For each [math]\displaystyle{ \epsilon }[/math] given, there is a [math]\displaystyle{ \delta \gt 0 }[/math] ([math]\displaystyle{ \delta }[/math] depends on [math]\displaystyle{ \epsilon }[/math]), such that [math]\displaystyle{ f(x) }[/math] is bounded by [math]\displaystyle{ f(a) - \epsilon }[/math] and [math]\displaystyle{ f(a) + \epsilon }[/math]. While [math]\displaystyle{ x }[/math] is bounded by [math]\displaystyle{ a - \delta }[/math] and [math]\displaystyle{ a + \delta }[/math]. With [math]\displaystyle{ x }[/math] belonging to the function's domain.

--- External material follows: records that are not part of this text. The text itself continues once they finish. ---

PR #122, opened 2020-05-07
Fix firebase bundle

finben:
I did not really fully setup the debug because I was not sure if the current DEBUG file is different. But this is what it looks like with the Beta setup. Look under the build phase google plist setup script.

Also, if you look under our firebase directory you will notice that we basically need to add a new plist associated with different firebase projects for each app product.


Hymns/Firebase/Dev/GoogleService-Info.plist
```diff
@@ -0,0 +1,38 @@
+<?xml version="1.0" encoding="UTF-8"?>
```
skywalkerdude, line 1: This seems to be the same thing as Debug? I think we can remove this

Hymns.xcodeproj/project.pbxproj
```diff
@@ -901,7 +901,7 @@
...
...vice-Info.plist found. Please ensure it's in the proper directory.\"\n    exit 1\nfi\n\n# Make sure the beta version of GoogleService-Info.plist exists\necho \"Looking for ${GOOGLESERVICE_INFO_PLIST} in ${GOOGLESERVICE_INFO_BETA}\"\nif [ ! -f $GOOGLESERVICE_INFO_BETA ]\nthen\n    echo \"No Beta GoogleService-Info.plist found. Please ensure it's in the proper directory.\"\n    exit 1\nfi\n\n# Get a reference to the destination location for the GoogleService-Info.plist\nPLIST_DESTINATION=${BUILT_PRODUCTS_DIR}/${PRODUCT_NAME}.app\necho \"Will copy ${GOOGLESERVICE_INFO_PLIST} to final destination: ${PLIST_DESTINATION}\"\n\n# Copy over the prod GoogleService-Info.plist for Release builds\nif [ \"${CONFIGURATION}\" == \"Release\" ]\nthen\n    echo \"Using ${GOOGLESERVICE_INFO_PROD}\"\n    cp \"${GOOGLESERVICE_INFO_PROD}\" \"${PLIST_DESTINATION}\"\n\n# Copy over the beta GoogleService-Info.plist for Beta builds\nelif [ \"${CONFIGURATION}\" == \"Beta\" ]\nthen\n    echo \"Using ${GOOGLESERVICE_INFO_BETA}\"\n    cp \"${GOOGLESERVICE_INFO_BETA}\" \"${PLIST_DESTINATION}\"\nelse\n    echo \"Using ${GOOGLESERVICE_INFO_DEV}\"\n    cp \"${GOOGLESERVICE_INFO_DEV}\" \"${PLIST_DESTINATION}\"\nfi\n";
```
skywalkerdude, line 904: What did you change here?

I'm thinking for the time being, we don't need a Firebase Config for the Beta version. I don't think we'll be launching Beta to anybody, since the app store requires the release build and doesn't take a Beta distribution. (The Beta distribution channel is for the enterprise level, apparently, which we aren't pay for.

I'm thinking about actually removing the Beta build actually and just having a release and debug.

I think if you revert this, and remove Hymns/Firebase/Dev/GoogleService-Info.plist, we should be good to go, since I already replaced the /Debug/Google-Service-Info.plist

skywalkerdude:
Also a bit concerned that swiftlint isn't running. Can you add a dummy comment somewhere in the code to make sure swift lint runs?

Hymns.xcodeproj/project.pbxproj
finben: Okay, I am just going to close down this branch.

The difference between this and the formal definition of a limit is that in here we want the limit to be equal to a point in the function's graph. In the formal definition we are looking for the existence on the limit itself, which may or may not coincide with a point in the function's graph.
The squeeze theorem
If you look at the formal definition of a limit again, the boundaries to the left and to the right can very well be functions. That's the concept of this theorem. Any given point at the plane can have infinitely many functions passing there. In particular, we can put a function in between two others, essentially "crushing" it between the known values of the other two. Notice that the functions we put as boundaries has to have limits that converge to that point, if they are diverging to infinity it doesn't make sense. In spite of the graph depicting [math]\displaystyle{ h }[/math] above and [math]\displaystyle{ g }[/math] below, respectively, from [math]\displaystyle{ f }[/math], our only concern is at the neighbourhood of [math]\displaystyle{ x = a }[/math]. It's not required for [math]\displaystyle{ g }[/math] to always be below and [math]\displaystyle{ h }[/math] to always be above [math]\displaystyle{ f }[/math].
This theorem is required when intuition fails and we can't know for sure whether the function is converging or not to some value at some point.
[math]\displaystyle{ \text{if} \ g(x) \leq f(x) \leq h(x) }[/math] [math]\displaystyle{ \lim_{x \ \to \ a} g(x) = \lim_{x \ \to \ a} h(x) = L \implies \lim_{x \ \to \ a} f(x) = L }[/math]
The textbooks that I have don't show it, but if we extended to functions of two variables, we would have the same concept. Except that it's much harder to visualise in 3D.